So just to clarify you said Ford only started winning when they bought Holden drivers. Yet Ford actually started winning with Marcos Ambrose who was never a Holden driver, it had nothing to do with them signing Holden drivers.
Let me list some of the Holden drivers signed by Ford and the reasons they were signed or bought so you claim (I'll stick with higher profile ones).
Craig Lowndes - was getting treated like shit by Holden, he wanted to do more marketing for them, they laughed at him, they went testing with out him. So he looked to find another drive - Holden Motorsport wouldn't let him go to another team so he went to Ford. They saw his marketing potential and paid him (probably over paid him looking at his results in hindsight)
Jamie Whincup - a number 2 driver in a bottom 50% team being treated like a number 2 with dodgy equipment - wanted better opportunities but Holden Motorsport didn't want him because he hadn't performed. 888 took a gamble and it paid off - he wants big $$$ ford don't want to give it to him so he and Roland instigated the Holden talks.
Russell Ingall - Perkins couldn't afford to pay him, and none of the Holden teams wanted him because he comes across as a bit of a fruit cake. Stones offered him a decent contract as their number 2, he was lucky to have Ambrose developing the cars for him and was lucky to win a championship because Holden couldn't keep their cars on the track.

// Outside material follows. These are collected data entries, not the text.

PR #225, opened 2023-05-28
Fix some warnings

andressbarajas:
This branch is to fix warning that popup when we remove -fno-builtin from environ_base.sh

### DIFF
--- a/addons/libkosext2fs/fs_ext2.c
+++ b/addons/libkosext2fs/fs_ext2.c
@@ -1584,7 +1584,7 @@ static int fs_ext2_symlink(vfs_handler_t *vfs, const char *path1,
     if(len < 60) {
         /* We can make a fast symlink. */
         strncpy((char *)inode->i_block, path1, 59);
-        ((char *)inode->i_block)[len - 1] = '\0';
+        ((char *)inode->i_block)[60] = '\0';
         inode->i_size = (uint32_t)len;
     }
     else {
--- a/addons/libkosext2fs/fs_ext2.c
+++ b/addons/libkosext2fs/fs_ext2.c
@@ -1584,7 +1584,7 @@ static int fs_ext2_symlink(vfs_handler_t *vfs, const char *path1,
     if(len < 60) {
         /* We can make a fast symlink. */
         strncpy((char *)inode->i_block, path1, 59);
-        ((char *)inode->i_block)[60] = '\0';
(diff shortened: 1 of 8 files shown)


addons/libkosext2fs/fs_ext2.c
```diff
@@ -1583,7 +1583,10 @@ static int fs_ext2_symlink(vfs_handler_t *vfs, const char *path1,
     /* Will the link fit in the inode? */
     if(len < 60) {
         /* We can make a fast symlink. */
+#pragma GCC diagnostic push
+#pragma GCC diagnostic ignored "-Wstringop-truncation"
         strncpy((char *)inode->i_block, path1, 60);
+#pragma GCC diagnostic pop
```
pcercuei, line 1589: So your "fix" is to hide the bug?

andressbarajas: Yes and no. There is another "fix" in this PR that does the same for VMU filename where there is no NULL terminator. I made the same "fix" here just to bring focus to the part of the code that generates the warning because I know BlueCrab ,  who wrote this code, would know if should suppress it or actually "fix" it.

kernel/fs/fs_utils.c
```diff
@@ -109,14 +114,14 @@ ssize_t fs_load(const char * src, void ** out_ptr) {
...
-    if(left > 0) {
-        *out_ptr = realloc(data, total);
-
-        if(*out_ptr == NULL)
-            *out_ptr = data;
+    if (left > 0) {
+        void * new_data = realloc(data, total);
+        if (new_data != NULL) {
+            data = new_data;
+        }
```
ljsebald, line 121: In addition to the below stylistic fixes, please move the declaration of `new_data` to the beginning of the function.

```suggestion
    if(left > 0) {
        void * new_data = realloc(data, total);
        if(new_data != NULL) {
            data = new_data;
        }
```

ljsebald:
I'm really not a big fan of having a bunch of these diagnostic pragmas all over the place. I'd really like to find a better way to solve the warnings than doing that, because it looks really messy to me...

andressbarajas:
I'll mark the two that I think are unavoidable and try and handle the rest using another method.

andressbarajas:
Removed just about all pragmas except for the export.

ljsebald (approved):

PR #238, opened 2023-06-04
Fix underscores missed in last dc-chain change

cepawiel:
I had some last minute changes from underscores to dashes that I left in my Staged changed and missed in PR #233


darcagn (approved):
Fixes the problem for me!

PR #240, opened 2023-06-04
Split GCC patching behavior into diff file and copying files from tree

darcagn:
As things currently stand, the KOS patches to GCC are large diff files containing multiple individual patches. These individual patches can be categorized into two groups:

- Patches that alter existing version-specific GCC files, including (e.g. in GCC 13.1.0):
```
gcc/config/sh/sh-c.cc
gcc/configure
libgcc/config/sh/t-sh
libgcc/configure
libobjc/configure
libobjc/Makefile.in
libstdc++-v3/config/cpu/sh/atomicity.h
libstdc++-v3/configure
```

- Patches that create new files or completely overwrite an existing file. These files are universal and not specific to the GCC version being patched. These include:
```
libgcc/config/sh/crt1.S
libgcc/config/sh/fake-kos.S
libgcc/config/sh/gthr-kos.h
```

This draft PR proposes reducing maintenance overhead by removing the latter files from the diff patching process and altering dc-chain script behavior to instead copy them over from the KOS tree. Changes to crt1.S (aka startup.s) in particular are relatively frequent, and as it stands, necessitate regenerating all the GCC patches when doing so. With this proposed change, changes may be made to startup.s in tree and the dc-chain patch will handle the rest with no additional actions required. Additionally, the remaining gcc-specific diff files will be much smaller and easier to manipulate (although it is much less likely to even need to do so after the change).

I'm making this a draft for two reasons:
- I put fake-kos and gthr-kos in `kernel/arch/dreamcast/kernel/` because that's where startup.s already resides. Is there a better location for these files (whether that be somewhere in the KOS tree or somewhere in the dc-chain directory?). Thoughts @ljsebald ?
- @cepawiel has been our resident toolchain make script expert lately. I'd like him to at least review and have an opportunity to comment on this patch before merging.


cepawiel:
Looks great, this should make it much easier to generate the patches! I think the messages about potentially requiring a toolchain rebuild is a really good idea to have in the files. The only thing I can think of is that `gthr-kos.h` and `fake-kos.s` could probably live outside the Dreamcast folder as I don't believe there's anything DC specific in there?

darcagn:
> Looks great, this should make it much easier to generate the patches! I think the messages about potentially requiring a toolchain rebuild is a really good idea to have in the files. The only thing I can think of is that `gthr-kos.h` and `fake-kos.s` could probably live outside the Dreamcast folder as I don't believe there's anything DC specific in there?

Thanks for the review! You're right, I hadn't considered that those files may be directly applicable to building GCC for other platforms. Maybe `kernel/arch/dreamcast/kernel` for startup.s, `kernel/thread` for gthr-kos and fake-kos? Let's see what @ljsebald thinks. They might also do well to have better filenames (while in the KOS tree that is, before they're copied over and named gthr-kos and fake-kos within GCC).

QuzarDC:
> Looks great, this should make it much easier to generate the patches! I think the messages about potentially requiring a toolchain rebuild is a really good idea to have in the files. The only thing I can think of is that `gthr-kos.h` and `fake-kos.s` could probably live outside the Dreamcast folder as I don't believe there's anything DC specific in there?

This was going to be my comment as well. I had similarly moved lock.h out of the newlib patch and into our main tree in #217 . When fiddling with the gba arch, I didn't consider these, but they look related to any number of warnings I got trying to build KOS with the DevKitPro toolchain. `fake-kos.s` looks like it should be convertible into a .h file that is platform independent, but I'm not familiar enough to understand it well.

ljsebald:
Well, `startup.s` has its original location in `kernel/arch/dreamcast/kernel/`, and I see no reason why it should move from there.

As for the other files (`gthr-kos.h` and `fake-kos.s`), my gut feeling on them is that since they're *really* related to the toolchain, they probably should live in the dc-chain directory somewhere, rather than in the kernel tree.

ljsebald (approved):

PR #242, opened 2023-06-06
Newlib lock.h fix

QuzarDC:
Whelp, I broke some stuff. lock.h was being copied into the wrong include folder (into our own instead of newlib's internal) and at the wrong time (after building newlib instead of before).

This creates a new target to match the gcc fixup to continue using lock.h from the KOS sources, instead of being diff patched in, but it gets fix-up'd (copied over).


darcagn (approved):
It works!

PR #1270, opened 2025-12-24
More newlib fixes

QuzarDC:
Followup to #1208 and trying to get our interface with newlib cleaned up (old patches removed, place implementation-specific stuff in the right files, etc):

- Remove `<kos/stdlib.h>` - This was added in #268 in order to provide `posix_memalign` by forcing it into the environment via `<sys/_types.h>`. This is no longer needed as newlib provides the function prototype now in its main `<stdlib.h>` without our patch. 
- Remove custom `<libgen.h>` - This was [added in 2020 (pre-PR)](https://github.com/KallistiOS/KallistiOS/commit/e8e63c1c37018b83336704dc9e406dc81d1a6b3d) in order to provide `dirname()` and `basename()`. The newlib version of the header now provides those and with better handling of overlapping with the string.h version of basename and for language standards levels.
- Remove custom `<malloc.h>` - This predates our use of newlib. Instead of providing it and overriding the newlib version, add a `<machine/malloc.h>` which newlib includes and provides access to our custom extensions in the same way that they were with the custom one.
- Remove custom `<threads.h>` - Like the malloc change, move implementation dependent components to `<machine/_threads.h>` to let newlib handle the standard parts.
- Reduce duplicated definitions from `<sys/dirent.h>` - This file is meant to only provide the implementation-specific pieces, and shouldn't be referenced directly. Changed all references to it in the codebase to point to the correct `<dirent.h>` and removed the definitions from the sys version that already existed in the newlib top-level include. Made sure to also add some comments noting what we're leaving out.

### DIFF
--- a/include/sys/dirent.h
+++ b/include/sys/dirent.h
@@ -103,147 +103,21 @@ typedef struct {
     };
 } DIR;
 
-// Standard UNIX dir functions. Not all of these are fully functional
-// right now due to lack of support in KOS.
+/* The following functions that will be defined in <dirent.h> are not currently
+    implemented in KOS:
 
-/** \brief  Open a directory based on the specified name.
-
-    The directory specified is opened if it exists. A directory stream object is
-    returned for accessing the entries of the directory.
-
-    \note               As with other functions for opening files on the VFS,
-                        relative paths are permitted for the name parameter of
-                        this function.
-
-    \param  name        The name of the directory to open.
-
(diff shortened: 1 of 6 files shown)


QuzarDC:
Had accidentally reintroduced some tab characters in `sys/dirent.h` so updated the whitespace in that commit to get them back out. Thanks Tabulation CI check!

pcercuei (approved):
LGTM.

PR #1274, opened 2025-12-27
atomics: Ensure builtins unavailable before declaring.

QuzarDC:
On non-sh4 based platforms, these may be available, and defining them unconditionally would lead to a conflict. This was found by trying to build for x86-64 on the [`null_arch`](https://github.com/KallistiOS/KallistiOS/commits/null_arch/) branch

@darcagn not sure how these have worked out for PPC so far. It seems though that they can normally be overridden without gcc complaining, and I only noticed it was happening because the prototypes were different for x86-64 and gave a warning. It may be the case that the whole file should be gated or moved over into the dc arch.

@gyrovorbis do you happen to know on the dc how these interact with a non soft-imask model? It *might* be that these are overriding or doubling up with the gusa system when that's being used, both adding the gusa guardrails *and* disabling irqs by calling these. I think we missed raising the question when we switched. Hopefully it's not a problem but would be good to be sure and at least maybe update the comments in this atomics file too.

Edit: Addressed in #1314

### DIFF
--- a/kernel/libc/c11/atomics.c
+++ b/kernel/libc/c11/atomics.c
@@ -92,17 +92,39 @@
         return ret;  \
     }
 
-/* GCC provides us with all primitive atomics except for 64-bit types. */
-ATOMIC_LOAD_N_(unsigned long long, 8)
-ATOMIC_STORE_N_(unsigned long long, 8)
-ATOMIC_EXCHANGE_N_(unsigned long long, 8)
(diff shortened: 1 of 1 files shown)


darcagn:
I hadn't noticed anything adverse from these on PPC, but I agree it might make sense to move to DC. When I rebase the GC port against the latest KOS soon I'll investigate further. Should be in a week or so.

PR #1277, opened 2025-12-28
irq: Fix C++ compatibility

pcercuei:
Add two fixes for C++ compatibility with the new IRQ code.

PR #1278, opened 2025-12-29
irq: C++ compatibility and fixes

QuzarDC:
My take on #1277 .

If there's a better middle ground, I'm open to it. What I was thinking to work on from here was to reduce the surface area that either irq.h has on the API. It's currently being included in a lot of places where it doesn't need to be for relatively dubious or arcane reasons. It isn't directly used by the toolchain, for example but we keep on having to jump through hoops for it because it gets into the C++ toolchain through the various other primitives headers (thread, mutex, cond).

Edit: Via #1279 I did already reduce the surface area of irq.h and at the very least this should no longer cause problems for the toolchain. However, the check on the enum is still false in that the functionally simply isn't supported pre-C++11. While we have been moving our own code forward our public headers should at least strive for as much compatibility as possible to facilitate interoperability with other libraries.

### DIFF
--- a/include/kos/irq.h
+++ b/include/kos/irq.h
@@ -26,14 +26,7 @@ __BEGIN_DECLS
 #include <stdbool.h>
 #include <stdint.h>
 
-/** \cond INTERNAL */
-struct irq_context;
-#ifdef __cplusplus
-enum irq_exception: unsigned int;
-#else
-enum irq_exception;
-#endif
-/** \endcond */
+#include <arch/irq.h>
 
 /** Architecture-specific structure for holding the processor state.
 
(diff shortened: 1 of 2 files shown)


QuzarDC:
The CI failures here don't seem related to the changes. I was able to build the stable toolchain in an alpine VM as well as 13.4.1-dev and 15.2.0 on debian WSL2 without issue. Might have to do with the update process? Or that I added an extra commit after they kicked off? Not sure.

addons/libpthread/pthread_getsetconcurrency.c
```diff
@@ -7,23 +7,20 @@
 #include "pthread-internal.h"
 #include <pthread.h>
 #include <errno.h>
-#include <arch/irq.h>
+#include <stdatomic.h>
 
-static int pth_concurrency = 0;
+static atomic_int pth_concurrency = 0;
```
pcercuei: You can keep it `int`, the atomic types are only atomic when used with the corresponding atomic API functions.

QuzarDC: Ah, of course

MastaG:
Would it be possible for this PR to get some traction. We're waiting for this in order to bump the KOS rev for DreamShell :)

PR #1279, opened 2025-12-30
Reduce toolchain interface

QuzarDC:
This is independent of #1278 but may make it less necessary and help reduce further issues in the future that are related to the same.

The goal here is to ensure that the minimum amount is included/exposed from the kos side in the toolchain patch, with special focus on avoiding `irq.h` from leaking out to there. The previous changes for this same thing ended up being limited solely to C due to the need to have headers for mutex, cond and others available in full for C++. This had not been a problem for thread.h but it was being included in the other headers (and thus including irq.h with it). So this update does the following:

- Update includes across the codebase that were implicitly getting thread or irq functions from mutex.h or cond.h
- Adjust mutex.h, cond.h, and rwsem.h to not include thread.h 
- Adjust the toolchain patch to always include the (now) irq-less mutex.h and cond.h as well as the other headers that had not been specifically contributing to the issue.

In doing so, now only the cond, mutex, once, and tls headers need to be compliant with all c++ versions.

### DIFF
--- a/utils/dc-chain/patches/gcc/gthr-kos.h
+++ b/utils/dc-chain/patches/gcc/gthr-kos.h
@@ -40,78 +40,40 @@ __BEGIN_DECLS
 #define __GTHREADS_CXX0X 1
 #define __GTHREAD_HAS_COND 1
 
-#if defined(TEST_GTHR_KOS_API) || defined(__cplusplus)
+/* Include thread to test for discrepancies with our prototypes */
+#if defined(TEST_GTHR_KOS_API)
 #include <kos/thread.h>
-#include <kos/tls.h>
-#include <kos/mutex.h>
-#include <kos/once.h>
-#include <kos/cond.h>
-#include <arch/irq.h>
 #endif
 
-/* 9.5.0 somehow requires this. Remove when no longer supported */
-#include <pthread.h>
-#include <stdbool.h>
-#include <time.h>
-
-#if !defined(__cplusplus)
-/* KOS types */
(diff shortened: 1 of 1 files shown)


pcercuei:
The CI fails, I think independently from your PR:
```
 ../../gcc-13.2.0/intl/dcigettext.c:549:17: error: too many arguments to function 'getcwd'; expected 0, have 2
   549 |           ret = getcwd (dirname, path_max);
       |                 ^~~~~~  ~~~~~~~
 ../../gcc-13.2.0/intl/dcigettext.c:151:7: note: declared here
   151 | char *getcwd ();
       |       ^~~~~~
```

This is probably a consequence of this: https://gcc.gnu.org/gcc-15/porting_to.html#c23-fn-decls-without-parameters

utils/dc-chain/patches/gcc/gthr-kos.h
```diff
@@ -40,78 +40,40 @@ __BEGIN_DECLS
...
 #endif
 
-/* 9.5.0 somehow requires this. Remove when no longer supported */
-#include <pthread.h>
-#include <stdbool.h>
-#include <time.h>
-
-#if !defined(__cplusplus)
-/* KOS types */
+/* Forwrd-declare needed types and functions from thread.h
```
pcercuei: Forward*

pcercuei (changes requested):
Minor typo.

pcercuei (approved):

Issue #886, opened 2025-01-07
CMake toolchain simplification breaks CLion static analysis


michael-fadely:
It would appear that in #501, things such as [the removal of `include_directories`](https://github.com/KallistiOS/KallistiOS/pull/501/files#diff-cc0ced613b1f1f7266a5352c9fd54ee0af7b68629d71ad30086494904e370572L107) from `dreamcast.toolchain.cmake` breaks static analysis in CLion. It also requires the entire IDE to be run with all of the KOS environment variables set (i.e. `source environ.sh`), which was not previously necessary. This new requirement completely breaks my WSL workflow.

If you're running on Linux directly and set all the variables before running CLion, CMake configuration and build will work, but static analysis will fail, particularly for includes like `kos.h`.

![image](https://github.com/user-attachments/assets/42eb8a4b-5e4e-48fa-bf00-838abd9678c4)

It's super easy to reproduce. Here's a little test case:
`CMakeLists.txt`:
```cmake
cmake_minimum_required(VERSION 3.28)

project(cmake-testbed)

add_executable(cmake-testbed "source/main.cpp")

target_include_directories(cmake-testbed INTERFACE "${KOS_PORTS}")
```

`source/main.cpp`:
```cpp
#include <kos.h>

int main(int argc, char** argv)
{
	return 0;
}
```

As a workaround I'm sure I could export `compile_commands.json`, but this is much less desirable than CMake integration. Before these changes, I was able to get by using CLion's CMake environment variable configuration to set just a few of the critical ones--`KOS_BASE`, `KOS_CC_BASE`, `KOS_PORTS`, and `KOS_SUBARCH`--and the CMake toolchain would handle the rest.

michael-fadely:
> As a workaround I'm sure I could export `compile_commands.json`
Scratch that. Because of the build wrapper, the flags within the script are obfuscated and don't get included in the output.

pcercuei:
> It also requires the entire IDE to be run with all of the KOS environment variables set (i.e. `source environ.sh`), which was not previously necessary. This new requirement completely breaks my WSL workflow, as it's not practical to set environment variables in WSL and expect them to stick when running a Windows program, particularly for something like an IDE.

Sorry but that's a bogus argument. You want to develop using a Windows IDE, use DreamSDK.

michael-fadely:
[...]

PR #1283, opened 2026-01-01
Expand @-style parameters to fix CLion compatibility (#886)

kouta-kun:
This commit fixes issue #886.

When CLion processes a CMake file, it executes CMAKE_C_COMPILER and CMAKE_CXX_COMPILER with `-xc++ --sysroot=/opt/toolchains/dc/kos-ports -g -std=gnu++20 -DFRAME_POINTERS -fno-omit-frame-pointer -fpch-preprocess -v -dD -E -D___CIDR_DEFINITIONS_END`, but it passes these arguments through a file in /tmp using @-parameter (https://gcc.gnu.org/onlinedocs/gcc/Overall-Options.html#Overall-Options). Since the kos-cc wrapper was not expanding this file, it did not correctly detect it and thus did not include the import directories in the parameter list.

Expanding these kinds of parameters allows CLion to correctly detect the include directories configured in the CMakeLists both of the project itself and the toolchain.

### DIFF
--- a/utils/build_wrappers/kos-cc
+++ b/utils/build_wrappers/kos-cc
@@ -5,6 +5,13 @@ ARGS=$*
 USEMODE=0
 for i in $ARGS; do
 	case "${i}" in
+		@*)
+			ARGS="${ARGS} $(cat ${i:1})"
+		;;
+	esac
+done
+for i in $ARGS; do
+	case "${i}" in
 		-o)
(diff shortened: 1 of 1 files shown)


QuzarDC (approved):
Thanks for the contribution! Glad we could finally get this resolved and hopefully it'll improve compatibility for other usages as well.

PR #1284, opened 2026-01-01
User configurable dbgio interfaces

darcagn:
- Change dbgio interface list from static array to singly linked list
- Create dbgio_add_handler() and dbgio_remove_handler() functions to add and remove from the dbgio handler list
- Create dbgio_set_first() function to set dbgio handler to the first available in list
- Make dbgio_init() a weak symbol that calls dbgio_set_first(). Users can override this weak symbol to inject their own dbgio handling code early in kernel initialization.
- Add conio_dbgio example to demonstrate user configurable dbgio interfaces

This PR basically allows users to integrate KOS debug output with their application's logger. Let's say the user is building an FPS game with a console that can be opened with `~`. With this PR, the KOS user can set up a dbgio handler so that KOS debug output can be redirected to this console. And if `dbglog()` is used with their own application's debug output, they can use the dbglog levels to fine tune their own output as well.

### DIFF
--- a/AUTHORS
+++ b/AUTHORS
@@ -42,7 +42,7 @@ Josh Pearson: 2013, 2014, 2015, 2016
 Joe Fenton: 2016
 Stefan Galowicz: 2016, 2017
 Luke Benstead: 2020, 2021, 2022, 2023
-Eric Fradella: 2023, 2024, 2025
+Eric Fradella: 2023, 2024, 2025, 2026
 Falco Girgis: 2023, 2024, 2025
 Ruslan Rostovtsev: 2014, 2016, 2023, 2024, 2025
 Colton Pawielski: 2023


include/kos/dbgio.h
```diff
@@ -102,17 +105,49 @@ typedef struct dbgio_handler {
...
-/* These two should be initialized in arch. */
-extern dbgio_handler_t *dbgio_handlers[];
-extern const size_t dbgio_handler_cnt;
+/** \brief   List entry initializer for static structs.
+    \ingroup logging
 
+    If you are creating dbgio handlers, this is what you should initialize the
+    entry member with.
+*/
+#define DBGIO_LIST_INIT { NULL }
```
pcercuei: I think this is not needed, since you are using `SLIST_INSERT_HEAD()`, the entry member will be initialized there.

kernel/arch/dreamcast/kernel/init.c
```diff
@@ -174,6 +164,13 @@ int  __weak_symbol arch_auto_init(void) {
     /* Init SCIF for debug stuff (maybe) */
     scif_init();
 
+    /* Add dbgio handlers for our arch, from last to first in precedence */
+    dbgio_add_handler(&dbgio_fb);
+    dbgio_add_handler(&dbgio_null);
+    dbgio_add_handler(&dbgio_scif);
+    dbgio_add_handler(&dbgio_dcls);
+    dbgio_add_handler(&dbgio_dcload);
```
pcercuei, line 172: I want to say keep the `dbgio_handlers` array, make it static, and iterate over it to call `dbgio_add_handler` in a loop in reverse order.

kernel/arch/dreamcast/fs/fs_dcload.c
```diff
@@ -424,7 +424,8 @@ dbgio_handler_t dbgio_dcload = {
     NULL,
     NULL,
     NULL,
-    NULL
+    NULL,
+    DBGIO_LIST_INIT
```
pcercuei: Maybe it'd be a good idea to switch to designated initializers, so that fields that should be NULL can simply be omitted...

include/kos/dbgio.h
```diff
@@ -129,6 +164,20 @@ extern dbgio_handler_t dbgio_null;
...
+    This function selects the first valid dbgio interface in the list.
+
+    \retval 0               On success
+
+    \retval -1              On error
+
+    \par    Error Conditions:
+    \em     ENODEV - No devices could be detected/initialized
+*/
+int dbgio_dev_set_first(void);
```
QuzarDC: Mind if this is something more like `dbgio_dev_select_auto`? My thinking is that handlers like `fb` could be set to `auto = false` so that they can't be automatically found by this selection system. And it would leave it more flexible if we want to have a different selection/prioritization process since the current selection process isn't transparent to the user (or guaranteed).

Either that or maybe just not expose it? Is the idea that someone would set their own init, install some, then call this? Or call it on context switches to find which have been enabled/disabled? Because if they install some they should be able to also just know the specific one to enable. The same would be the case for something like redirecting it.

kernel/arch/dreamcast/kernel/init.c
QuzarDC: Why have the array at all though if you've got the list? In the followup I was describing in discord these would each be moved into the init functions for the io subsystem so then at least it wouldn't *look* like it was still just a fixed array.

include/kos/dbgio.h
darcagn: If I omit the entry member, GCC complains that the initializers are incomplete.
If I put just `NULL` there, then it complains about the missing braces.
So here I just copied what we're doing with the nmmgr (`#define NMMGR_LIST_INIT { NULL }`).

But, I will switch to designated initializers for all the dbgio handlers which allows me to remove this.

QuzarDC: Oh right, underlying it is a struct, so it would need to have the extra parens.

kernel/arch/dreamcast/fs/fs_dcload.c
darcagn: Done.

kernel/arch/dreamcast/kernel/init.c
darcagn: > Why have the array at all though if you've got the list? In the followup I was describing in discord these would each be moved into the init functions for the io subsystem so then at least it wouldn't _look_ like it was still just a fixed array.

It might look better since it would allow us to write them in forward order then loop in reverse order. But I think since we're going to change this anyway, I might as well leave as it is here.

include/kos/dbgio.h
darcagn: The idea was initially to decouple the "set first" behavior from "init" (since this was all that init did anyway). But I can see usefulness in exposing the behavior to the end user. For example, if multiple dbgio handlers are installed by the end user, some of which may not be "detected" and some which may, depending on particular conditions, this would allow KOS to find the right one to select.

I have no problem naming it `dbgio_dev_select_auto` though, so that's what I've done. 👍🏼

kernel/arch/dreamcast/fs/fs_dcload.c
```diff
@@ -415,16 +415,16 @@ static int never_detected(void) {
...
+    .name = "fs_dcload_uninit",
+    .detected = never_detected,
+    .init = NULL,
+    .shutdown = NULL,
+    .set_irq_usage = NULL,
+    .read = NULL,
+    .write = NULL,
+    .flush = NULL,
+    .write_buffer = NULL,
+    .read_buffer = NULL
```
pcercuei: No need to initialize fields to NULL, that's the default.

darcagn: Good point, I wasn't even thinking about it there.

include/kos/dbgio.h
QuzarDC: Hrm, ok yea that tracks too. I kind of expected that even in those conditional situations they'd rather manage via testing against whether dev_select worked or not, since it would be fiddly to rely on the insertion order and that would only give a singular immutable (I guess you could remove/readd to shuffle priority, but that's even more fiddly) priority list.

QuzarDC:
> As of now, `dbgio_dev_select()` (by name) does not call `dbgio_enable()` when successful, while `dbgio_dev_select_auto()` does. I have just pushed a new commit to change this behavior so it does call `dbgio_enable()` which I believe to be the real intention.

Hrm. Dunno if that's a good idea. The enable/disable was otherwise decoupled from selecting the handler to use when it is enabled. Disable, for instance, doesn't de-select the selected handler. The enabling in the auto select was due to it being the initialization as well, so perhaps rather the weak init should be `dbgio_dev_select_auto(); dbgio_enable();` ?

This way would force user code to check if dbgio is enabled/disabled (which we actually don't have a way to do ...) before attempting to set a different handler for the context they're in, or maintain tracking on their side. Which, I guess isn't necessarily a bad thing, but it's just a tangible difference compared to the current behavior.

Marcos Ambrose took 2 seasons in an AU before he won a championship - if you think that is bad you are hard to impress.
Actually the Ford suspension was a tonne better than the Holden suspension and the Holden teams wanted the Ford suspension. Redesigned aero was for parity and the redesigned engine was actually a Chev decision to no longer make the old engine components and therefore was going to be too expensive to make the components here.
Ambrose being a knob is personal opinion - but then I think Skaife, Tander, R Kelly, Murphy and Bargs are all knobs.